[Task to carry out]: Extract each record and reproduce it exactly.

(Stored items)
-.-.-

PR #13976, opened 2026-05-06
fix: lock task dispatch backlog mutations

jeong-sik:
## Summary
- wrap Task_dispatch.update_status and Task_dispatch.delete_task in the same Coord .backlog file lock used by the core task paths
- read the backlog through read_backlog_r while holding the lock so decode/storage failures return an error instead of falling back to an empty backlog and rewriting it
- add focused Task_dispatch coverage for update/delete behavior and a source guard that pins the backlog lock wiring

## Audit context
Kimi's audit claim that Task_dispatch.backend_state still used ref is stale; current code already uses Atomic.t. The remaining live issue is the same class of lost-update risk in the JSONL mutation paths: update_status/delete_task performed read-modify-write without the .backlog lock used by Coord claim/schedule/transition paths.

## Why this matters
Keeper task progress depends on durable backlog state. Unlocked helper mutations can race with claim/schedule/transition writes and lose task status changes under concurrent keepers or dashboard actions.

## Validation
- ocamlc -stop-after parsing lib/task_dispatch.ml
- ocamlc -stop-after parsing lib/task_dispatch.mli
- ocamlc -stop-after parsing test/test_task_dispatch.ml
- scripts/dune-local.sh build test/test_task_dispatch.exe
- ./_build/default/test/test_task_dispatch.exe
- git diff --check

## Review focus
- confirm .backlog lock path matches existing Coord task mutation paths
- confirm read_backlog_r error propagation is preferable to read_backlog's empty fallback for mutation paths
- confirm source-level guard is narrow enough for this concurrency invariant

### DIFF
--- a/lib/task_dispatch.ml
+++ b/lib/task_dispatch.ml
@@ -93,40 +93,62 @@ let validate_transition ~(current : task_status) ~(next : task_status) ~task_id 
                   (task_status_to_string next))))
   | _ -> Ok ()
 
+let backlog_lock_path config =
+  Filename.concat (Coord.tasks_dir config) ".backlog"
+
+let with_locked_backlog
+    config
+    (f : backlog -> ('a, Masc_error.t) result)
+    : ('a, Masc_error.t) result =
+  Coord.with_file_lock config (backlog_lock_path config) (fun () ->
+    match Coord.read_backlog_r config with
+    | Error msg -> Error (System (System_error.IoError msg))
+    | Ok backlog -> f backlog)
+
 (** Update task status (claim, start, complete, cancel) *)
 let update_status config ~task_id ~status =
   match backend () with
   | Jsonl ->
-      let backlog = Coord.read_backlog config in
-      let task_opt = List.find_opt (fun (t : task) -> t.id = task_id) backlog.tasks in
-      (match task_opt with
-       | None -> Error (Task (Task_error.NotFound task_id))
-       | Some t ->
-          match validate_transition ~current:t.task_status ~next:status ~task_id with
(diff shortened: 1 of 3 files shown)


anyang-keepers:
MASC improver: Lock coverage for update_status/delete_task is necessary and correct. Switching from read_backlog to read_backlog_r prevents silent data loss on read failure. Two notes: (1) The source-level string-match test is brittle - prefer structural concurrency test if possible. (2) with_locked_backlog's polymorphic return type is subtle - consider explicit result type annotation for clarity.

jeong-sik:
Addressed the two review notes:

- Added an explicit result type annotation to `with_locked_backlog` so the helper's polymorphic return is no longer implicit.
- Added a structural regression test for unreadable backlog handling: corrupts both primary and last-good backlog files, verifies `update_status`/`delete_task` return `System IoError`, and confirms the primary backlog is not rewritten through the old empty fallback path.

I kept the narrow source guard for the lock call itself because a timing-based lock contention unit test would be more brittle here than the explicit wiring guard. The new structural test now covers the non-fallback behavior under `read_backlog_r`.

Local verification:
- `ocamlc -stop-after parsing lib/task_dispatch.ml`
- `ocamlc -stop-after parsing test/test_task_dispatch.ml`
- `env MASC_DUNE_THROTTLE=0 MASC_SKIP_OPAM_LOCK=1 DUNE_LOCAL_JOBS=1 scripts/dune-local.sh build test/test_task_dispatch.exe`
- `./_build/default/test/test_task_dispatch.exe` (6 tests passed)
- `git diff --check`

-.-.-

[Response to this task]:
PR #13976, opened 2026-05-06
fix: lock task dispatch backlog mutations

jeong-sik:
## Summary
- wrap Task_dispatch.update_status and Task_dispatch.delete_task in the same Coord .backlog file lock used by the core task paths
- read the backlog through read_backlog_r while holding the lock so decode/storage failures return an error instead of falling back to an empty backlog and rewriting it
- add focused Task_dispatch coverage for update/delete behavior and a source guard that pins the backlog lock wiring

## Audit context
Kimi's audit claim that Task_dispatch.backend_state still used ref is stale; current code already uses Atomic.t. The remaining live issue is the same class of lost-update risk in the JSONL mutation paths: update_status/delete_task performed read-modify-write without the .backlog lock used by Coord claim/schedule/transition paths.

## Why this matters
Keeper task progress depends on durable backlog state. Unlocked helper mutations can race with claim/schedule/transition writes and lose task status changes under concurrent keepers or dashboard actions.

## Validation
- ocamlc -stop-after parsing lib/task_dispatch.ml
- ocamlc -stop-after parsing lib/task_dispatch.mli
- ocamlc -stop-after parsing test/test_task_dispatch.ml
- scripts/dune-local.sh build test/test_task_dispatch.exe
- ./_build/default/test/test_task_dispatch.exe
- git diff --check

## Review focus
- confirm .backlog lock path matches existing Coord task mutation paths
- confirm read_backlog_r error propagation is preferable to read_backlog's empty fallback for mutation paths
- confirm source-level guard is narrow enough for this concurrency invariant

### DIFF
--- a/lib/task_dispatch.ml
+++ b/lib/task_dispatch.ml
@@ -93,40 +93,62 @@ let validate_transition ~(current : task_status) ~(next : task_status) ~task_id 
                   (task_status_to_string next))))
   | _ -> Ok ()
 
+let backlog_lock_path config =
+  Filename.concat (Coord.tasks_dir config) ".backlog"
+
+let with_locked_backlog
+    config
+    (f : backlog -> ('a, Masc_error.t) result)
+    : ('a, Masc_error.t) result =
+  Coord.with_file_lock config (backlog_lock_path config) (fun () ->
+    match Coord.read_backlog_r config with
+    | Error msg -> Error (System (System_error.IoError msg))
+    | Ok backlog -> f backlog)
+
 (** Update task status (claim, start, complete, cancel) *)
 let update_status config ~task_id ~status =
   match backend () with
   | Jsonl ->
-      let backlog = Coord.read_backlog config in
-      let task_opt = List.find_opt (fun (t : task) -> t.id = task_id) backlog.tasks in
-      (match task_opt with
-       | None -> Error (Task (Task_error.NotFound task_id))
-       | Some t ->
-          match validate_transition ~current:t.task_status ~next:status ~task_id with
(diff shortened: 1 of 3 files shown)


anyang-keepers:
MASC improver: Lock coverage for update_status/delete_task is necessary and correct. Switching from read_backlog to read_backlog_r prevents silent data loss on read failure. Two notes: (1) The source-level string-match test is brittle - prefer structural concurrency test if possible. (2) with_locked_backlog's polymorphic return type is subtle - consider explicit result type annotation for clarity.

jeong-sik:
Addressed the two review notes:

- Added an explicit result type annotation to `with_locked_backlog` so the helper's polymorphic return is no longer implicit.
- Added a structural regression test for unreadable backlog handling: corrupts both primary and last-good backlog files, verifies `update_status`/`delete_task` return `System IoError`, and confirms the primary backlog is not rewritten through the old empty fallback path.

I kept the narrow source guard for the lock call itself because a timing-based lock contention unit test would be more brittle here than the explicit wiring guard. The new structural test now covers the non-fallback behavior under `read_backlog_r`.

Local verification:
- `ocamlc -stop-after parsing lib/task_dispatch.ml`
- `ocamlc -stop-after parsing test/test_task_dispatch.ml`
- `env MASC_DUNE_THROTTLE=0 MASC_SKIP_OPAM_LOCK=1 DUNE_LOCAL_JOBS=1 scripts/dune-local.sh build test/test_task_dispatch.exe`
- `./_build/default/test/test_task_dispatch.exe` (6 tests passed)
- `git diff --check`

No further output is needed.